GPU & distributed processing

Single GPU (no distributed client)

For a single GPU, you don't need a Dask distributed client. patchworks detects GPU usage and pins execution to a single thread, so multiple Cellpose evals don't compete for the same CUDA context:

from patchworks.plugins.cellpose import cellpose_fn
from patchworks import tile_process

fn = cellpose_fn("cyto3", gpu=True, diameter=30)
tile_process(
    "image.zarr",
    fn,
    tile_shape=(1, 2048, 2048),
    overlap=20,
    use_gpu=True,  # sizes tiles against GPU VRAM
    write_to="labels.zarr",
    progress=True,
)

Dask distributed cluster

For multi-GPU or multi-node work, use make_local_cluster:

from patchworks import make_local_cluster, tile_process
from patchworks.plugins.cellpose import cellpose_fn

fn = cellpose_fn("cyto3", gpu=True, diameter=30)

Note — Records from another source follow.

PR #11, opened 2013-02-25
Arakoon 347

blackmath86:
# This branch till now ignores:
- The connecting dss command line utility also reports its version/revision information so that compatibility problems can be confirmed if necessary.
- DSS uses different unique ids for “manager” threads within the daemon process, so that the log lines they emit can also be correlated.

client, cluster = make_local_cluster(use_gpu=True)  # 1 worker, processes=True
print("Dashboard:", client.dashboard_link)

try:
    tile_process(
        "image.zarr",
        fn,
        tile_shape=(1, 2048, 2048),
        overlap=20,
        write_to="labels.zarr",
        progress=True,
    )
finally:
    client.close()
    cluster.close()

make_local_cluster always uses processes=True. See Pitfalls for why in-process workers break the label merge.

Why `processes=True` is required

A dask.distributed.Client(processes=False, ...) runs the worker as a thread in the same process as the kernel. When your segmentation function holds the Python GIL (every PyTorch/CUDA eval does), the worker thread can't send heartbeats. The scheduler declares it dead, and the merge fails:

FutureCancelledError: lost dependencies

make_local_cluster always uses subprocess workers to avoid this.

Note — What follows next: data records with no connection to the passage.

PR #12, opened 2013-03-04
Jenkins: Use LXC containers

NicolasT:
These commits rework the Jenkins/CI setup to use LXC containers (see http://confluence.incubaid.com/display/ENG/Setup+of+cislave11 for more information about the setup).

Some tests might still fail (due to missing permissions since no longer running as root?), but it would be useful to merge the current changes as-is so the 1.6 jobs can be put in place.


NicolasT:
Hmh, wrong target branch :-(

PR #14, opened 2013-03-04
Arakoon 364

toolslive:


NicolasT:
LGTM, although it occurred to me you use List.rev in https://github.com/Incubaid/arakoon/pull/14/files#L7R88 whilst I thought lists are encoded on-the-wire in reverse order, to be decode'able without reversing?

toolslive:
yes, lists are encoded on the wire in reverse order, to be decodable without reversing.
but a sequence does not seem to be a list but an array,
we could change this but then we need to change all clients.

PR #16, opened 2013-03-06
Arakoon 326

toolslive:


extension/test/server/quick/system_tests_basic.py
```diff
@@ -394,7 +418,7 @@ def test_3_nodes_stop_all_start_slaves ():
     cli.set(key,value)
     master = cli.whoMaster()
     slaves = filter( lambda node: node != master, C.node_names )
-    
+    logging.debug("slaves=%s", slaves)
```
NicolasT, line 429: This will be fixed through #15

NicolasT:
Is there a specific exit code being used upon detection of a missing 'closed' marker, or does this depend on the work in ARAKOON-358?

NicolasT:
Might be useful to have a test which validates the 'missing close marker' is reported (~ exit code) after reporting corrupt tlog or corrupt TC.

NicolasT:
LGTM, if 'exit reason order' is handled correctly.

PR #18, opened 2013-03-11
Fix 326

toolslive:


NicolasT:
Looks like some tests might fail: http://cimaster.incubaid.com/job/arakoon-git-base/71/testReport/?

'left' and 'right' still running.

Never use Client(processes=False) with patchworks

patchworks detects in-process clients at startup and raises immediately with a clear error message and the fix.

GPU memory sizing

When use_gpu=True, patchworks queries free GPU VRAM via nvidia-ml-py (install: pip install "patchworks[gpu]") and keeps 20% of it as headroom, because info.free is a point-in-time reading of a device you usually do not own outright. auto_tile_shape then sizes each tile to at most half of that budget; auto_tile_shape_cellpose uses Cellpose's own memory model instead (roughly 20× the raw tile bytes, plus ~2 GiB for the model).

The device is resolved from CUDA_VISIBLE_DEVICES. This matters on multi-GPU nodes: NVML enumerates every GPU regardless of --gres=gpu:1, so querying index 0 unconditionally would read a different card's free memory than the one your job was granted.

Without nvidia-ml-py, a conservative 8 GiB default is used with a warning. Install it for accurate sizing on large-VRAM cards (A100, H100):

pip install "patchworks[gpu]"

Sizing for a GPU you can't see

The Snakemake workflow plans tiles in prepare, which runs on a CPU node, so no GPU can be queried there. Set gpu_memory_gb in the config to the segment GPU's VRAM (e.g. 24 for an RTX 4090) instead of relying on the fallback.

Surviving a shared GPU

An out-of-memory error on a shared device is often transient — a co-tenant job grew, not a tile that doesn't fit. patchworks retries on the GPU with a backoff rather than falling back to the CPU, where a single tile can take over an hour. Before each backoff it releases its own device memory (including any cached Cellpose model), since holding that is exactly what starves the other job. Both torch and cupy OOM errors are recognised.